Boundary reconstructions for partial differential equation models are a class of important inverse problems of mathematical physics, and have wide applications in medium imaging and nondestructive testing. The difficulty of this kind of problems consists in its nonlinearity and ill-posedness. Inverse scattering and thermal imaging are two important physical models which aim to inspect internal structure of the object medium from some information contained in wave fields and temperature distributions, respectively. Under some assumptions, they are modeled as boundary reconstruction problems for partial differential equations of elliptic and parabolic types. This project studies three inverse scattering and thermal imaging models which have specific application backgrounds. The common feature is that the descriptions of the scattering and heat conduction processes in media need to introduce the so-called oblique derivative boundary conditions, which lead to some essential difficulties for both the forward and inverse problems. In this project, we develop efficient numerical methods for solving the forward and inverse problems for partial differential equations with oblique derivative boundary conditions. We focus on non-iterative numerical methods for the boundary reconstruction problems with accuracy analysis. Further, we establish the mathematical theory and methods for making numerical reconstructions more or less accurate. This project is a typical research on mathematical theory and methods motivated by applied problems, combining mathematical modeling, analysis and computation. With the help of Green functions for oblique derivative problems, we expect to obtain some deep mathematical results in a unified framework for several kinds of inverse problems for partial differential equations.

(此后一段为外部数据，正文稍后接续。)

PR #24124, opened 2023-12-08
Add wxGrid::CopySelection()

Blake-Madden:
The was the same code from CTRL+C. I just refactored it into a separate function that the client can call now.

### DIFF
--- a/src/generic/grid.cpp
+++ b/src/generic/grid.cpp
@@ -6095,7 +6095,12 @@ void wxGrid::OnKeyDown( wxKeyEvent& event )
             case 'C':
                 if ( event.GetModifiers() == wxMOD_CONTROL )
                 {
-                    CopySelection();
+                    if ( !CopySelection() )
+                    {
+                        wxLogWarning(_("Error copying grid to the clipboard. "
+                            "Either selected cells were not contiguous or "
+                            "no cell was selected."));
+                    }
                     break;
                 }
                 wxFALLTHROUGH;
@@ -10826,8 +10831,6 @@ bool wxGrid::CopySelection()
     wxClipboardLocker lockClipboard;
     if (!lockClipboard)
     {
-        // Error message should have been already given and we
-        // don't have much to add.
         return false;
     }
 
--- a/src/generic/grid.cpp
+++ b/src/generic/grid.cpp
@@ -10787,7 +10787,7 @@ void wxGrid::ClearSelection()
         m_selection->ClearSelection();
 }
 
-void wxGrid::CopySelection()
+bool wxGrid::CopySelection()
 {
 #if wxUSE_CLIPBOARD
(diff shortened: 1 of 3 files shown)


src/generic/grid.cpp
```diff
@@ -10852,6 +10787,77 @@ void wxGrid::ClearSelection()
...
+        if (++iter != blocks.end())
+        {
+            // As we use simple text format, we can't copy more
+            // than one block to clipboard.
+            wxLogWarning
+            (
+                _("Copying more than one selected block "
+                    "to clipboard is not supported.")
+            );
+            return;
```
vadz, line 10827: I think it's not very helpful for the new function to give this warning, so I'd consider changing the code further to make the new function return `bool` indicating whether anything has been copied or not and giving this message in the original event handler (alternative: make the function return the error message, as string, with empty string meaning "no error", but it looks like an overkill here).

If not, the documentation should at least mention that the function logs a warning if there is more than one selected block.

vadz (commented):
Thanks, extracting this function looks like a good idea, but I'm not sure about the warning.

src/generic/grid.cpp
```diff
@@ -6095,72 +6095,7 @@ void wxGrid::OnKeyDown( wxKeyEvent& event )
...
-                                buf += '\t';
-
-                            buf += GetCellValue(row, col);
-                        }
-
-                        buf += wxTextFile::GetEOL();
-                    }
-
-                    wxTheClipboard->SetData(new wxTextDataObject(buf));
+                    CopySelection();
```
vadz, line 6098: Sorry, I think there was a misunderstanding, I meant to do this:
```suggestion
                    if ( !CopySelection() )
                    {
                        wxLogWarning(...);
                    }
```

vadz (commented):
Sorry, I didn't meant to remove the warning, just move it out from this function.

src/generic/grid.cpp
```diff
@@ -10852,6 +10787,74 @@ void wxGrid::ClearSelection()
...
+            // than one block to clipboard.
+            return false;
+        }
+    }
+
+    wxClipboardLocker lockClipboard;
+    if (!lockClipboard)
+    {
+        // Error message should have been already given and we
+        // don't have much to add.
```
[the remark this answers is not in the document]
Blake-Madden: I removed this and make the CTRL+C log message more encompassing (but still informative).

vadz:
Thanks, looks good to me, will merge in a moment.

vadz:
Sorry, after further thought I've realized that I am not sure with the latest commit added here. While I agree that it's useless when copying just a single cell, I think the trailing newline should be preserved when copying multiple cells.

So for now I've (squash) merged the rest, but please resubmit the latest commit as another PR preserving the multiple cells case unless you have a convincing reason to remove it in that case too.

TIA!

利用偏微分方程定解问题解的信息重建区域的边界是一类重要的数学物理反问题，其研究难点在于问题的非线性性和不适定性，在介质成像和无损探伤等领域有广泛的应用。逆散射和热成像是利用波场和温度场包含的信息检测介质内部异常或缺陷的两类重要物理模型，在某些假定下，它们数学上归结为椭圆型和抛物型方程的边界反演问题。本项目研究三个具有明确应用背景的波场逆散射和热成像模型，其共同特点是需要引入斜导数边界条件来描述介质中的散射和热传导过程，这给正问题和反问题的理论分析及数值计算带来了本质的困难。本项目将发展求解带斜导数边界条件的偏微分方程正问题和反问题的数值方法，重点研究边界反演问题的非迭代数值方法并分析算法的精度，提出改变重建结果精度的理论和方法。本项目是应用问题驱动的数学理论和方法的研究，集建模、分析和计算于一体，借助于斜导数问题的格林函数，有望在统一的框架下对几类偏微分方程反问题得到比较深刻的数学结果。

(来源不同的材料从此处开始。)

PR #24126, opened 2023-12-10
Fix splitter in high DPI under wxGTK

vadz:
cc @MaartenBent

### DIFF
--- a/samples/splitter/splitter.cpp
+++ b/samples/splitter/splitter.cpp
@@ -226,8 +226,7 @@ wxEND_EVENT_TABLE()
 
 // My frame constructor
 MyFrame::MyFrame()
-       : wxFrame(nullptr, wxID_ANY, "wxSplitterWindow sample",
-                 wxDefaultPosition, wxSize(420, 300))
+       : wxFrame(nullptr, wxID_ANY, "wxSplitterWindow sample")
 {
     SetIcon(wxICON(sample));
 
@@ -331,12 +330,14 @@ MyFrame::MyFrame()
     m_splitter->Initialize(m_left);
 #else
     // you can also try -100
-    m_splitter->SplitVertically(m_left, m_right, 100);
+    m_splitter->SplitVertically(m_left, m_right, FromDIP(100));
 #endif
 
 #if wxUSE_STATUSBAR
     SetStatusText("Min pane size = 0", 1);
 #endif // wxUSE_STATUSBAR
+
+    SetInitialSize(FromDIP(wxSize(420, 300)));
 }
 
 MyFrame::~MyFrame()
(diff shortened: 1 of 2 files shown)


samples/splitter/splitter.cpp
```diff
@@ -625,13 +621,13 @@ void MyCanvas::OnDraw(wxDC& dcOrig)
     wxMirrorDC dc(dcOrig, m_mirror);
 
     dc.SetPen(*wxBLACK_PEN);
-    dc.DrawLine(0, 0, 100, 200);
+    dc.DrawLine(0, 0, FromDIP(100), FromDIP(200));
```
MaartenBent, line 624: These should use `dc.FromDIP()`.

MaartenBent (commented):
I would put the `wxHAS_DPI_INDEPENDENT_PIXELS` check inside `OnDPIChanged`, so you only have it in 1 place instead of 3. At the expense of having an unneeded entry in the event table.

On Windows the spiller sample still works correctly (it looks even a bit better).
I don't have a setup to test gtk/osx.

samples/splitter/splitter.cpp
vadz: I think it should be exactly the same (the DC passed here is associated with this window anyhow), but maybe it will be indeed more clear to use `dc.`, thanks.

vadz:
> I would put the `wxHAS_DPI_INDEPENDENT_PIXELS` check inside `OnDPIChanged`, so you only have it in 1 place instead of 3. At the expense of having an unneeded entry in the event table.

I hesitated doing it like this but then decided that there was no reason to have an empty handler on these platforms. It would make sense to have it if we ever needed to handle the DPI change event there too, but I don't see why would we...

> On Windows the spiller sample still works correctly (it looks even a bit better). I don't have a setup to test gtk/osx.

利用偏微分方程定解问题解的信息重建区域的边界是一类重要的数学物理反问题，其研究难点在于问题的非线性性和不适定性，在介质成像和无损探伤等领域有广泛的应用。逆散射和热成像是利用波场和温度场包含的信息检测介质内部异常或缺陷的两类重要物理模型，在某些假定下，它们数学上归结为椭圆型和抛物型方程的边界反演问题。本项目研究几类具有明确应用背景的波场逆散射和热成像模型，主要研究内容和重要结果如下：一、对均匀手性介质中的斜入射电磁波散射，建立了正散射问题的适定性和逆散射问题的唯一性；二、对一般椭圆型方程的边界反演问题，提出了两类非迭代型区域采样算法；三、对一类具有小尺寸空腔的介质热传导问题，证明了其解的渐近性质，并将其应用于等效介质理论；四、基于抛物型方程反边值问题，提出了求解扩散光学层析成像问题的高效稳定的数值方法；五、利用位势理论，发展了抛物型方程反边值问题的线性抽样型算法，并揭示了其数学本质；六、利用拟微分算子理论，构造了扩散方程内透射问题的格林函数，进而证明了其唯一可解性，保证了上述抽样型算法的可行性。通过上述研究，项目组人员对偏微分方程的边界反演问题有了更深的理解，对这类问题的非迭代型数值方法的可行性、收敛性和稳定性等得到了深刻的数学结果，并将其用于介质热成像和扩散光学层析成像等重要科学问题。本项目的研究成果对其它数学物理反问题和最优控制问题具有重要的借鉴意义。作为项目的自然延伸，项目组人员对抛物型方程解的渐近性质及其在反问题与成像中的应用开展了初步的研究，为下一个项目的研究奠定了坚实的基础。